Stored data
Issue #10500, opened 2024-10-22
PSRAM stops working when importing `arduino-esp32` into ESP-IDF. Flag `CONFIG_SPIRAM` becomes undefined when `BOARD_HAS_PSRAM` is not set.


cjdell:
### Board

Xiao ESP32-S3 Sense

### Device Description

Xiao ESP32-S3 Sense connected to PC with USB-C

### Hardware Configuration

Just USB-C to PC

### Version

latest master (checkout manually)

### IDE Name

VSCode

### Operating System

NixOS

### Flash frequency

40MHz

### PSRAM enabled

yes

### Upload speed

460800

### Description

Unfortunately my PSRAM stopped working as soon as I started using the `arduino-esp32` component. This code literally undefines the `CONFIG_SPIRAM` and `CONFIG_SPIRAM_SUPPORT` flag out of existence:

https://github.com/espressif/arduino-esp32/blob/master/cores/esp32/esp32-hal-psram.h#L29

There is no way to override them back. I even tried defining `BOARD_HAS_PSRAM` as a build flag but it hasn't worked. I haven't found docs on how to set global builds flags nor is there any information on the `BOARD_HAS_PSRAM` flag and any explanation as to why it exists when we already have flags in `sdkconfig` for those.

WHAT TO DO
Line by line, please copy the records above exactly.

COMPLETED EXERCISE
Issue #10500, opened 2024-10-22
PSRAM stops working when importing `arduino-esp32` into ESP-IDF. Flag `CONFIG_SPIRAM` becomes undefined when `BOARD_HAS_PSRAM` is not set.


cjdell:
### Board

Xiao ESP32-S3 Sense

### Device Description

Xiao ESP32-S3 Sense connected to PC with USB-C

### Hardware Configuration

Just USB-C to PC

### Version

latest master (checkout manually)

### IDE Name

VSCode

### Operating System

NixOS

### Flash frequency

40MHz

### PSRAM enabled

yes

### Upload speed

460800

### Description

Unfortunately my PSRAM stopped working as soon as I started using the `arduino-esp32` component. This code literally undefines the `CONFIG_SPIRAM` and `CONFIG_SPIRAM_SUPPORT` flag out of existence:

https://github.com/espressif/arduino-esp32/blob/master/cores/esp32/esp32-hal-psram.h#L29

There is no way to override them back. I even tried defining `BOARD_HAS_PSRAM` as a build flag but it hasn't worked. I haven't found docs on how to set global builds flags nor is there any information on the `BOARD_HAS_PSRAM` flag and any explanation as to why it exists when we already have flags in `sdkconfig` for those.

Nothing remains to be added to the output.